= SOURCE DATA =
PR #3539, opened 2026-02-20
BUGFIX: Replace outdated postgresql-action with docker command

dlubitz:
The github action `harmon758/postgresql-action@v1` is outdated and doesn't work with the current docker version anymore. So it needs to get replaced.


mhsdesign (approved):
Looks legit?

markusguenther (approved):

PR #3540, opened 2026-02-24
BUGFIX: `#[Flow\Route]` Annotation unset `@subpackage` instead of `null`

mhsdesign:
There is an inconsistency with defined routes which can lead to not properly working resolving, so we herby leave out the `@subpackage` declaration as it should be instead of specifying the key without value.

If a route is defined manually configuration following things are logged in routes:match

```
Name: My.Api :: Configuration
Pattern: api/news

Results:
  @package: My.Api
  @controller: News
  @action: getNews

Matched Controller: ...
```

But the result is different when using the RouteAnnotation, then the `@subpackage` is apparently set which again can confuse the resolving.

```
Name: My.Api :: News :: getNews
Pattern: api/news

Results:
  @package: My.Api
  @subpackage:
  @controller: News
  @action: getNews
  @format: html

Matched Controller: ...
```

I found out that during resolving the `@subpackage` must be set explicitly to an empty string and cannot be left out or set to null.

**Upgrade instructions**

**Review instructions**

**Checklist**

### DIFF
--- a/.github/workflows/build.yml
+++ b/.github/workflows/build.yml
@@ -152,9 +152,16 @@ jobs:
                   user: 'root'
                   password: 'neos'
                   dbname: 'flow_functional_testing'
+
+              # see Neos\Flow\Tests\Functional\Mvc\RoutingTest
               mvc:
                 routes:
-                  'Neos.Flow': TRUE
+                  "Neos.Flow:TestingAttributes":
+                    providerFactory: Neos\Flow\Mvc\Routing\AttributeRoutesProviderFactory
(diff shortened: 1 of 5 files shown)


mhsdesign:
In case youre wondering which maniac builds uris for routes created via annotation: Its not me but rather the package https://github.com/sitegeist/Sitegeist.SchemeOnYou to generate open api specs and thats legit;)

sorenmalling (approved):

sorenmalling:
Confirmed 👌

PR #3541, opened 2026-03-07
BUGFIX: Explicitly normalize FK constraint names after table renames for MariaDB 12 compatibility

dlubitz:
MariaDB 12.x stopped auto-renaming InnoDB FK constraint names during RENAME TABLE. Two migrations that rename the resource_resource table were followed by downstream migrations expecting the new constraint name — which never materialized on MariaDB 12.x.                                       

To get both versions working we now drop both possible index-name versions directly after the rename and recreate the index with the new - expected name.

For better visibility, consitency and support I also changed the pipeline:
* Add build configurations for PHP 8.5 with MariaDB 12.3 and Postgres 18
* Change default version for MariaDB to latest LTS 11.8

Fixes: #3543

### DIFF
--- a/.github/workflows/build.yml
+++ b/.github/workflows/build.yml
@@ -183,7 +183,7 @@ jobs:
         #if: env.BEHAT == true
         run: |
           FLOW_CONTEXT=Testing/Behat ./flow doctrine:migrate
-          FLOW_CONTEXT=Testing/Behat ./flow behat:setup && ./flow doctrine:migrationversion --add --version all
+          FLOW_CONTEXT=Testing/Behat ./flow behat:setup
           bin/behat --stop-on-failure -f progress -c Packages/Framework/Neos.Flow/Tests/Behavior/behat.yml.dist
 
       - name: Setup Flow configuration (PGSQL)
@@ -221,7 +221,7 @@ jobs:
         #if: env.BEHAT == true
         run: |
           FLOW_CONTEXT=Testing/Behat ./flow doctrine:migrate
-          FLOW_CONTEXT=Testing/Behat ./flow behat:setup && ./flow doctrine:migrationversion --add --version all
+          FLOW_CONTEXT=Testing/Behat ./flow behat:setup
           bin/behat --stop-on-failure -f progress -c Packages/Framework/Neos.Flow/Tests/Behavior/behat.yml.dist
 
   buildall:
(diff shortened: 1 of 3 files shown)


mhsdesign (changes requested):
Sorry just something about our principles first: https://neos-project.slack.com/archives/C04Q0TC15/p1774082500005349

.github/workflows/build.yml
```diff
@@ -39,6 +39,13 @@ jobs:
             experimental: true
             dependencies: 'highest'
 
+          - php-versions: '8.5'
+            mariadb-versions: '12.2'
+            postgresql-versions: '18-alpine' # skip postgresql setup
```
mhsdesign: this comment ` # skip postgresql setup` is not correct as we _run_ the tests as its not empty string;)

... fixed it, edited the commit

.github/workflows/build.yml
```diff
@@ -175,7 +182,8 @@ jobs:
         if: ${{ matrix.static-analysis == 'no' && matrix.dependencies != 'lowest' }}
         #if: env.BEHAT == true
         run: |
-          FLOW_CONTEXT=Testing/Behat ./flow behat:setup && ./flow doctrine:create && ./flow doctrine:migrationversion --add --version all
+          FLOW_CONTEXT=Testing/Behat ./flow doctrine:migrate
+          FLOW_CONTEXT=Testing/Behat ./flow behat:setup && ./flow doctrine:migrationversion --add --version all
```
mhsdesign: `doctrine:migrationversion --add --version all` is also no longer needed imo when we use proper doctrine:migrate as this marks the versions correctly as migrated.

mhsdesign (approved):
Thanks for also using the CI to proof that this is fixed:

> SQLSTATE[42000]: Syntax error or access violation: 1091 Can't DROP FOREIGN KEY `typo3_flow3_resource_resource_ibfk_1`; check that it exists

@Sebobo you have the new version of maria db? You can test it locally :D

I added my adjustments and during that _$something_ might have went missing ... or not 😎...

kdambekalns (commented):
👍 by 👀

kdambekalns (approved):

Sebobo:
Thx <3 ! Will check soon. Didn't want to switch back and forth my db versions while working on important stuff ;)

PR #3542, opened 2026-03-12
BUGFIX: Add debug info to exception if backend creation fails

mhsdesign:
we use `setProperties` in the AbstractBackend to map all options to the backend class. Now there might be a setter for that option but the value is not guaranteed to match the type.

Now a type error is thrown which itself doesnt give a hint where something is wrong:

> Neos\Cache\Backend\RedisBackend::setHostname(): Argument #1 ($hostname) must be of type string, false given

I have encountered this many times especially in combination with Caches configured with env variables that are not set and thus `false`.

**Upgrade instructions**

**Review instructions**

**Checklist**

### DIFF
--- a/Neos.Cache/Classes/CacheFactory.php
+++ b/Neos.Cache/Classes/CacheFactory.php
@@ -57,7 +57,11 @@ class CacheFactory implements CacheFactoryInterface
      */
     public function create(string $cacheIdentifier, string $cacheObjectName, string $backendObjectName, array $backendOptions = []): FrontendInterface
     {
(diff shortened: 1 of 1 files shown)


mhsdesign:
I dont like that we always have to catch `Throwable` and not only `Exception` but thats because a `TypeError` is emitted - thats the downside from the strict types in php ... previously one would have used a manual check an thrown an `InvalidArgumentException` ... and with the straight mapping of settings to php objects this goes wrong easily and we do that in so many places not a alone configuration injection ourselves ... right way would be to check via reflection beforehand i guess?

kitsunet (approved):

PR #3547, opened 2026-04-11
FEATURE: Enable Xdebug Path Mapping in Development context per default

dlubitz:
Enables the Xdebug Path Mapping per default in Development context.

See: https://github.com/neos/flow-development-collection/pull/3535


mhsdesign (approved):
THX

kdambekalns (approved):

PR #3559, opened 2026-05-21
TASK: Also read property names from annotations

### LINKED ISSUE #3558: BUG: FlowAnnotationDriver does not support ID attribute

### Current Behavior

Using Doctrine ORM in a model we run into limitations.

The FlowAnnotationDriver does not support reading the `Id` annotation - but only the `@Id` tag

Meaning that a property marked up as this (using other annotations)

```
    #[ORM\Id]
    #[ORM\Column(name: 'id', length: 40)]
    protected ?string $id = null;

```

is not being found in `FlowAnnotationDriver::buildJoinColumnsIfNeeded` as it only looks for `getPropertyNamesByTag`

### Expected Behavior

expected behavior is to use annotation in configuring a property of a model

### Steps To Reproduce

_No response_

### Environment

```markdown
- Flow:
- PHP:
```

### Anything else?

_No response_

sorenmalling:
When collecting id properties for join columns
also read properies annotated with the Id
mapping from Doctrine ORM

resolved: #3558

**Review instructions**

Create a model `A` with a relation to another model `B`.

Before the patch:
The model `B` must have the `@Id` tag to a property.

After the patch:
The model `B` can now use `[ORM\Id]` annotation

The property is now considered a `ID Property`

### DIFF
--- a/Neos.Flow/Classes/Persistence/Doctrine/Mapping/Driver/FlowAnnotationDriver.php
+++ b/Neos.Flow/Classes/Persistence/Doctrine/Mapping/Driver/FlowAnnotationDriver.php
@@ -522,11 +522,17 @@ class FlowAnnotationDriver implements DoctrineMappingDriverInterface, PointcutFi
         foreach ($joinColumns as &$joinColumn) {
             if ($joinColumn['referencedColumnName'] === null || $joinColumn['referencedColumnName'] === 'id') {
                 if ($direction === self::MAPPING_REGULAR) {
-                    $idProperties = $this->reflectionService->getPropertyNamesByTag($mapping['targetEntity'], 'id');
+                    $idProperties = array_unique(array_merge(
+                        $this->reflectionService->getPropertyNamesByAnnotation($mapping['targetEntity'], ORM\Id::class),
+                        $this->reflectionService->getPropertyNamesByTag($mapping['targetEntity'], 'id')
+                    ));
                     $joinColumnName = $this->buildJoinTableColumnName($mapping['targetEntity']);
                 } else {
                     $className = $this->getUnproxiedClassName($property->getDeclaringClass()->getName());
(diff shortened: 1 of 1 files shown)


mhsdesign:
Hej, thanks for your fix - Im not deep enough in that but i think even if i were i would have following questions:

- i though we had `Neos\Flow\Annotations\Identity` as replacement for `ORM\ID`
- i cannot really fully grasp the implications without a new tests ^^
- isnt this a bugfix and should target the lowest version?

sorenmalling:
> - i though we had `Neos\Flow\Annotations\Identity` as replacement for `ORM\ID`
> 

The used annotation is not really relevant here. F
If you use annotation instead of var tags for that it would not be read either

> - i cannot really fully grasp the implications without a new tests ^^

Is it a wish or requirement? Where should it be placed?

> - isnt this a bugfix and should target the lowest version?

Agree, its more of s bugfix

mhsdesign:
Hi, i found that there are several tests already using `@ORM\Id` annotation but there have been none for `@id` or `#[ORM\ID]`

The reason `@ORM\Id` works even if we are only reading tags, is that the namespace is trimmed and we could have been writing `@Nudelsuppe\Id`  see test https://github.com/neos/flow-development-collection/pull/3520/changes/0323dfbd059e8fbecf6d390ba5d27939c5be9b82

id say add extend one in `Neos.Flow/Tests/Functional/Persistence/Fixtures` and copy a `@ORM\Id` definition and add a `#[ORM\ID]`  :)

And this now definitely qualifies as bugfix to the lowest version which attempts to actually provide orm attributes in flow :)

mficzel:
> And this now definitely qualifies as bugfix to the lowest version which attempts to actually provide orm attributes in flow :) 

That would be 8.4 i think

PR #3560, opened 2026-05-25
BUGFIX: Retain original PDO exceptions in Query

kitsunet:
This helps debugging, otherwise important debugging information can get lost with the original
exception.


kdambekalns (approved):
👏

= EXERCISE INSTRUCTIONS =
Both the first line of the records above and the line containing "Confirmed 👌" are to be transcribed exactly, together with every line between them, and nothing else.

= WRITTEN RESPONSE =
PR #3539, opened 2026-02-20
BUGFIX: Replace outdated postgresql-action with docker command

dlubitz:
The github action `harmon758/postgresql-action@v1` is outdated and doesn't work with the current docker version anymore. So it needs to get replaced.


mhsdesign (approved):
Looks legit?

markusguenther (approved):

PR #3540, opened 2026-02-24
BUGFIX: `#[Flow\Route]` Annotation unset `@subpackage` instead of `null`

mhsdesign:
There is an inconsistency with defined routes which can lead to not properly working resolving, so we herby leave out the `@subpackage` declaration as it should be instead of specifying the key without value.

If a route is defined manually configuration following things are logged in routes:match

```
Name: My.Api :: Configuration
Pattern: api/news

Results:
  @package: My.Api
  @controller: News
  @action: getNews

Matched Controller: ...
```

But the result is different when using the RouteAnnotation, then the `@subpackage` is apparently set which again can confuse the resolving.

```
Name: My.Api :: News :: getNews
Pattern: api/news

Results:
  @package: My.Api
  @subpackage:
  @controller: News
  @action: getNews
  @format: html

Matched Controller: ...
```

I found out that during resolving the `@subpackage` must be set explicitly to an empty string and cannot be left out or set to null.

**Upgrade instructions**

**Review instructions**

**Checklist**

### DIFF
--- a/.github/workflows/build.yml
+++ b/.github/workflows/build.yml
@@ -152,9 +152,16 @@ jobs:
                   user: 'root'
                   password: 'neos'
                   dbname: 'flow_functional_testing'
+
+              # see Neos\Flow\Tests\Functional\Mvc\RoutingTest
               mvc:
                 routes:
-                  'Neos.Flow': TRUE
+                  "Neos.Flow:TestingAttributes":
+                    providerFactory: Neos\Flow\Mvc\Routing\AttributeRoutesProviderFactory
(diff shortened: 1 of 5 files shown)


mhsdesign:
In case youre wondering which maniac builds uris for routes created via annotation: Its not me but rather the package https://github.com/sitegeist/Sitegeist.SchemeOnYou to generate open api specs and thats legit;)

sorenmalling (approved):

sorenmalling:
Confirmed 👌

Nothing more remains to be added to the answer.